Available data →

+-------+

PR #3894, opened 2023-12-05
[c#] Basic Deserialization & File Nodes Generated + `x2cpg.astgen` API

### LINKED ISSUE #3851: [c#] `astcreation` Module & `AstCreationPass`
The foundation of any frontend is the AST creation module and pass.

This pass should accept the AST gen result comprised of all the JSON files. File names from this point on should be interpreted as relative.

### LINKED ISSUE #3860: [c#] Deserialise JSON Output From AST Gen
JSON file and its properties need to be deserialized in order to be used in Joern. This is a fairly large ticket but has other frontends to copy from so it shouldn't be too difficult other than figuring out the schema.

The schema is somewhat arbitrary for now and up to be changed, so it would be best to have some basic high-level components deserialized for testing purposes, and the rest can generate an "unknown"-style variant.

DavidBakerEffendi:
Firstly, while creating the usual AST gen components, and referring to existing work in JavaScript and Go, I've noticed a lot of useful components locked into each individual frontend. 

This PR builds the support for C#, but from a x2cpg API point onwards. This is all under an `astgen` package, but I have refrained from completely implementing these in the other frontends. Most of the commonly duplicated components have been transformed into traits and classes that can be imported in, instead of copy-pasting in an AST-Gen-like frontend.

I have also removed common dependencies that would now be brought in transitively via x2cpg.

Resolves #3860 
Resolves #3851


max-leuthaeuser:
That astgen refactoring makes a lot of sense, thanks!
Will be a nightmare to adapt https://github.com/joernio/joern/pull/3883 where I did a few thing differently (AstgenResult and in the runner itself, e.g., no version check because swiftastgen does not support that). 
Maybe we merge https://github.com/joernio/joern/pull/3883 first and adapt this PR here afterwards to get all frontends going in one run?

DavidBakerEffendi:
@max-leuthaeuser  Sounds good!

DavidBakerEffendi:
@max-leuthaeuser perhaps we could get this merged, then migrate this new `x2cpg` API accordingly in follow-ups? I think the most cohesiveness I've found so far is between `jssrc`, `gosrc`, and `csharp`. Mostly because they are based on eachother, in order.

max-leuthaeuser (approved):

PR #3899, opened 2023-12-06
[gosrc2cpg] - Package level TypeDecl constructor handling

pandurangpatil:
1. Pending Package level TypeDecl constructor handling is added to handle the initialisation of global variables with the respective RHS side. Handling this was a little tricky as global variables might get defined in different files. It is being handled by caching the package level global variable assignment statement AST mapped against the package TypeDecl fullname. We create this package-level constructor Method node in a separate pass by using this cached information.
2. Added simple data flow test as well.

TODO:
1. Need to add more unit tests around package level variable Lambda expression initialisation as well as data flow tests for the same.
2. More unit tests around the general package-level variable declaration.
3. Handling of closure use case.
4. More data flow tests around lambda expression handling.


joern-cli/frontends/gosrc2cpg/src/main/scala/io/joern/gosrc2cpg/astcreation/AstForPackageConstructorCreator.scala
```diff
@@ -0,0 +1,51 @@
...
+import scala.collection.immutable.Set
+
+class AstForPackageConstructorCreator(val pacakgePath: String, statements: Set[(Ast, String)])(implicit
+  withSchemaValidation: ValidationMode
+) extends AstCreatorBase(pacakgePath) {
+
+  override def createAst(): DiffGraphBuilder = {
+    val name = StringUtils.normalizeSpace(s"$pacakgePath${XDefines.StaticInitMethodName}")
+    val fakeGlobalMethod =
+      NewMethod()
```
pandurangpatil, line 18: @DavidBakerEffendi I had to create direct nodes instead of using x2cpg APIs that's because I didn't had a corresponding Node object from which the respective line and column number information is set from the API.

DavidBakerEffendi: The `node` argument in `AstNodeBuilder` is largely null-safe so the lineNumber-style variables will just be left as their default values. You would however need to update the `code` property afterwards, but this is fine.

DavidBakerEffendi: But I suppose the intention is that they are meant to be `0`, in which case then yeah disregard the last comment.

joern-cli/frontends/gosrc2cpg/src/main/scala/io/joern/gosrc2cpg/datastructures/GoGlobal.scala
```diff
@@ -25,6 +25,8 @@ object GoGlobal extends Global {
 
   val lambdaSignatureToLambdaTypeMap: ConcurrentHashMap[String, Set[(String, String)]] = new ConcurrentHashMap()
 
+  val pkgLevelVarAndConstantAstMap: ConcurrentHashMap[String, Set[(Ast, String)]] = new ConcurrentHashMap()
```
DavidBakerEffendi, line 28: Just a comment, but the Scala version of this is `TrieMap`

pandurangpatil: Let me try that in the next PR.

+-------+

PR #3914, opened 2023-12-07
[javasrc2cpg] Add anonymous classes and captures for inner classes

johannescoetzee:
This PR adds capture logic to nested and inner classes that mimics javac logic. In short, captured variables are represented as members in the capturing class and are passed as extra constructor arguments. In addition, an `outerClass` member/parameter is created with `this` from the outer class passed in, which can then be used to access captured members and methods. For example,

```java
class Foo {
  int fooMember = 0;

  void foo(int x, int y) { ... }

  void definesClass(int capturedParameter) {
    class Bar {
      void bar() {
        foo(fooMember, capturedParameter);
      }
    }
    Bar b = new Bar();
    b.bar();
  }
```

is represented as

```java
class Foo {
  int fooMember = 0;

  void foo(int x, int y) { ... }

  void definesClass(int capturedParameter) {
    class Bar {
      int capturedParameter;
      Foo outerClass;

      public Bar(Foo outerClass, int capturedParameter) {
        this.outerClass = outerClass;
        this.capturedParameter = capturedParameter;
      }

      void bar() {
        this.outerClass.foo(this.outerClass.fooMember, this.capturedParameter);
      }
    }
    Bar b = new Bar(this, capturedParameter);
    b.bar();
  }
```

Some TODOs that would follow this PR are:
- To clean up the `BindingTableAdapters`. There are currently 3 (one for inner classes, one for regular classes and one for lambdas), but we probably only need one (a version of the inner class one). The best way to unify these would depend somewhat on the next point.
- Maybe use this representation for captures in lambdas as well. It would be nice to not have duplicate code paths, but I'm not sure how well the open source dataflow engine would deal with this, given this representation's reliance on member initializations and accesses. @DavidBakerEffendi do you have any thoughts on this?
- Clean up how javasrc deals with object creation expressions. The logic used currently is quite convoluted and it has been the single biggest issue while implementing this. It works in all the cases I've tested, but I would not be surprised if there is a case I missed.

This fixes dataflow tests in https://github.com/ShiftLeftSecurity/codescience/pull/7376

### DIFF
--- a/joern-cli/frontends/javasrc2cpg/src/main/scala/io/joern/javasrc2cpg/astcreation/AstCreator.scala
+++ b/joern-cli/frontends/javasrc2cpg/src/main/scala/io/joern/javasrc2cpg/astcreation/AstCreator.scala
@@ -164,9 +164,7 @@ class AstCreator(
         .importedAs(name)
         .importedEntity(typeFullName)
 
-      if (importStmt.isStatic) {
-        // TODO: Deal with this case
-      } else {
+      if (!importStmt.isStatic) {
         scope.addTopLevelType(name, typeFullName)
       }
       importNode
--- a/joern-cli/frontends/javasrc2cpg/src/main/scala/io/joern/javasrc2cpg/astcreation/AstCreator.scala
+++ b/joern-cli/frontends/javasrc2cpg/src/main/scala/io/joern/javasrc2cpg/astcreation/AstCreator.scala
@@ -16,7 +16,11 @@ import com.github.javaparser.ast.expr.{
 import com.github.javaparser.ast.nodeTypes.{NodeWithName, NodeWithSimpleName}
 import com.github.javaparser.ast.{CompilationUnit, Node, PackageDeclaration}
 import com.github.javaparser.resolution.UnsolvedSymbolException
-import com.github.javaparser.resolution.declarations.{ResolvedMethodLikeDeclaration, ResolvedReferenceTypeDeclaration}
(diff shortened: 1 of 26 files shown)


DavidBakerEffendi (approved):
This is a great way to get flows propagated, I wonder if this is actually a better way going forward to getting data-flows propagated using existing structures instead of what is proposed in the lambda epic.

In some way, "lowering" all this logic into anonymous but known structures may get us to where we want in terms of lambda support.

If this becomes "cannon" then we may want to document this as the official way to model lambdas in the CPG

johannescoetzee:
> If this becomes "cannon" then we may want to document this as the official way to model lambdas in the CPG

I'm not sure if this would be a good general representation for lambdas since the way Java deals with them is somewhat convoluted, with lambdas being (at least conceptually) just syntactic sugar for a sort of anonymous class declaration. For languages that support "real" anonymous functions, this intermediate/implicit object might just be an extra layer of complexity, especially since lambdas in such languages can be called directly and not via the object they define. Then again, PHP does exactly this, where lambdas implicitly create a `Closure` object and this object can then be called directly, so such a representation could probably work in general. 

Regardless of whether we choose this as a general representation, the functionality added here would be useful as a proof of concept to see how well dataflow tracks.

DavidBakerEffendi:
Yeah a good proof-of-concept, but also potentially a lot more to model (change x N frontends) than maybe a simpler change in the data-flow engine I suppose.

+-------+

How to complete this task → There is a run of lines above from the one with "This pass should" to the one with "eachother, in order."; print exactly that run, both ends included, and nothing else.

Exercise result →
This pass should accept the AST gen result comprised of all the JSON files. File names from this point on should be interpreted as relative.

### LINKED ISSUE #3860: [c#] Deserialise JSON Output From AST Gen
JSON file and its properties need to be deserialized in order to be used in Joern. This is a fairly large ticket but has other frontends to copy from so it shouldn't be too difficult other than figuring out the schema.

The schema is somewhat arbitrary for now and up to be changed, so it would be best to have some basic high-level components deserialized for testing purposes, and the rest can generate an "unknown"-style variant.

DavidBakerEffendi:
Firstly, while creating the usual AST gen components, and referring to existing work in JavaScript and Go, I've noticed a lot of useful components locked into each individual frontend. 

This PR builds the support for C#, but from a x2cpg API point onwards. This is all under an `astgen` package, but I have refrained from completely implementing these in the other frontends. Most of the commonly duplicated components have been transformed into traits and classes that can be imported in, instead of copy-pasting in an AST-Gen-like frontend.

I have also removed common dependencies that would now be brought in transitively via x2cpg.

Resolves #3860 
Resolves #3851


max-leuthaeuser:
That astgen refactoring makes a lot of sense, thanks!
Will be a nightmare to adapt https://github.com/joernio/joern/pull/3883 where I did a few thing differently (AstgenResult and in the runner itself, e.g., no version check because swiftastgen does not support that). 
Maybe we merge https://github.com/joernio/joern/pull/3883 first and adapt this PR here afterwards to get all frontends going in one run?

DavidBakerEffendi:
@max-leuthaeuser  Sounds good!

DavidBakerEffendi:
@max-leuthaeuser perhaps we could get this merged, then migrate this new `x2cpg` API accordingly in follow-ups? I think the most cohesiveness I've found so far is between `jssrc`, `gosrc`, and `csharp`. Mostly because they are based on eachother, in order.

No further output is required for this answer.